(Stored data entries)

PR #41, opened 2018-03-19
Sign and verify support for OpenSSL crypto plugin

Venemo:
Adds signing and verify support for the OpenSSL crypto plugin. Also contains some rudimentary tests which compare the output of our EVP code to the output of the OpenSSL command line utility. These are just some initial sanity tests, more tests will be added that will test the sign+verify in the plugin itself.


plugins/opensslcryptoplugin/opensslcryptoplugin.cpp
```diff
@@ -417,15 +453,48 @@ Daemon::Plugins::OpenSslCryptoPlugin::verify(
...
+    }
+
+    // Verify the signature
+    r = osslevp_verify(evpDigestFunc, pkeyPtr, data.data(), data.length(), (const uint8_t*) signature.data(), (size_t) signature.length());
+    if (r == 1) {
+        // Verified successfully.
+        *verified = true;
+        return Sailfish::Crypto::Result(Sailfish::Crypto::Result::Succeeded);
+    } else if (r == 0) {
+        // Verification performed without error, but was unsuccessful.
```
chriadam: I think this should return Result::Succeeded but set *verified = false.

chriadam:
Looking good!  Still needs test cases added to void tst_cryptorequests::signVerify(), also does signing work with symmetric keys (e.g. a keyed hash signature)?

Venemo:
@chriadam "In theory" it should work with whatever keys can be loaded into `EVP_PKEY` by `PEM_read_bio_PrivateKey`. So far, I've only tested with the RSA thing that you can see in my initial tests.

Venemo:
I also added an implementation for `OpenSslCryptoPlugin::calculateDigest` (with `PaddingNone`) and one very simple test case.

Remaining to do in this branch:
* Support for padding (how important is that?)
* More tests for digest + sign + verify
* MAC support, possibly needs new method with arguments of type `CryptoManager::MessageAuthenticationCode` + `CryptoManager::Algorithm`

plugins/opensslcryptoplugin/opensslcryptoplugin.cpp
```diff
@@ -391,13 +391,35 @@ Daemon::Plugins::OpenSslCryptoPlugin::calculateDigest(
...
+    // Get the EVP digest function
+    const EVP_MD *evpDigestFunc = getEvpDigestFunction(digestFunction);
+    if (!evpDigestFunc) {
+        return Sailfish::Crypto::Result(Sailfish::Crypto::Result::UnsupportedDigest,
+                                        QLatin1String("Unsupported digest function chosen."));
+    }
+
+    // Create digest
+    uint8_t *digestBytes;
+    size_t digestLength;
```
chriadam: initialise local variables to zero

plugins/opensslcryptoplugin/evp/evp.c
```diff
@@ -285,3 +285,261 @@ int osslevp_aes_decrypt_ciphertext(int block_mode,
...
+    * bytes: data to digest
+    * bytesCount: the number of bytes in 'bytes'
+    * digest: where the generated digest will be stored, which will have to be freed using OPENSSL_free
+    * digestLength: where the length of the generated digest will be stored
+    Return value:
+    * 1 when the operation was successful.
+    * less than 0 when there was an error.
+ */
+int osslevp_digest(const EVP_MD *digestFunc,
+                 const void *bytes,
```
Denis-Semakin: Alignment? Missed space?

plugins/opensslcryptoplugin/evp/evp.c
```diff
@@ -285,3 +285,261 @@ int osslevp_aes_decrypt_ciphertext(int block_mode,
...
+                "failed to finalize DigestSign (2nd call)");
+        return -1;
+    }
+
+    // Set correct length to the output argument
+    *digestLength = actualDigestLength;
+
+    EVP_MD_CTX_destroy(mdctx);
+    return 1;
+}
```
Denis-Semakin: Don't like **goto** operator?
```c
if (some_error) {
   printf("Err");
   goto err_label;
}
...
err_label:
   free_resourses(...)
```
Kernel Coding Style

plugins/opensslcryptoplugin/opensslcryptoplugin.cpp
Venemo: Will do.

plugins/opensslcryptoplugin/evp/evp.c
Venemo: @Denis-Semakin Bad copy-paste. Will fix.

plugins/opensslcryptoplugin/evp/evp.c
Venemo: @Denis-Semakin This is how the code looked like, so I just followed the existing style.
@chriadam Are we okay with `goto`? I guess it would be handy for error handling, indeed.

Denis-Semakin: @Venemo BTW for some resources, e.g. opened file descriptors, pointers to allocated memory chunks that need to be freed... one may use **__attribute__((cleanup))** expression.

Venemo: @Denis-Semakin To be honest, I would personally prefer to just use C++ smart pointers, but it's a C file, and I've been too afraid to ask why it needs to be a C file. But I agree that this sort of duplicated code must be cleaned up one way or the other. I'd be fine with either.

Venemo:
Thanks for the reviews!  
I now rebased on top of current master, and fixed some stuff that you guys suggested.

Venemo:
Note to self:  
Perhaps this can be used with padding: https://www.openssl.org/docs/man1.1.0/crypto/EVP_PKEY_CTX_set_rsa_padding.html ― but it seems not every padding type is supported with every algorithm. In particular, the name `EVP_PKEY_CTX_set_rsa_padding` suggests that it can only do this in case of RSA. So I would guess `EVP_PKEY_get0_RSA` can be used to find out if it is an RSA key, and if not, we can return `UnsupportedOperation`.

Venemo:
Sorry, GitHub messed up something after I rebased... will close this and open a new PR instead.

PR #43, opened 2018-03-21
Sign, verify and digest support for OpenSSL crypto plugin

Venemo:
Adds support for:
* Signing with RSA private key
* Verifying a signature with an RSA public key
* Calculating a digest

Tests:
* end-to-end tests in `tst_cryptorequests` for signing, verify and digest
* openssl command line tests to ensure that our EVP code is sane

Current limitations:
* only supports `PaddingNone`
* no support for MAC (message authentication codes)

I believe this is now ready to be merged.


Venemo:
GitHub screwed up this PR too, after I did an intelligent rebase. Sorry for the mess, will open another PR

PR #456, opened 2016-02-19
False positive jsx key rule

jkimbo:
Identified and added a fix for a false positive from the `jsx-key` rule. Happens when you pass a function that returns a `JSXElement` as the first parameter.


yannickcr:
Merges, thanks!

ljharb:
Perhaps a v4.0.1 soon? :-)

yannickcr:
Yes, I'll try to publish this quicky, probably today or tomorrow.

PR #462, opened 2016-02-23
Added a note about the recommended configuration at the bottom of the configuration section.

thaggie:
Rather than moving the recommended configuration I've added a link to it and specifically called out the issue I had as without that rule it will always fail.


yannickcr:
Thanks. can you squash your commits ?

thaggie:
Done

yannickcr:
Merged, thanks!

§ **Exercise requirements**
Each line that includes the string "like" should be copied from the data.

§ **Exercise output**
Denis-Semakin: Don't like **goto** operator?
Venemo: @Denis-Semakin This is how the code looked like, so I just followed the existing style.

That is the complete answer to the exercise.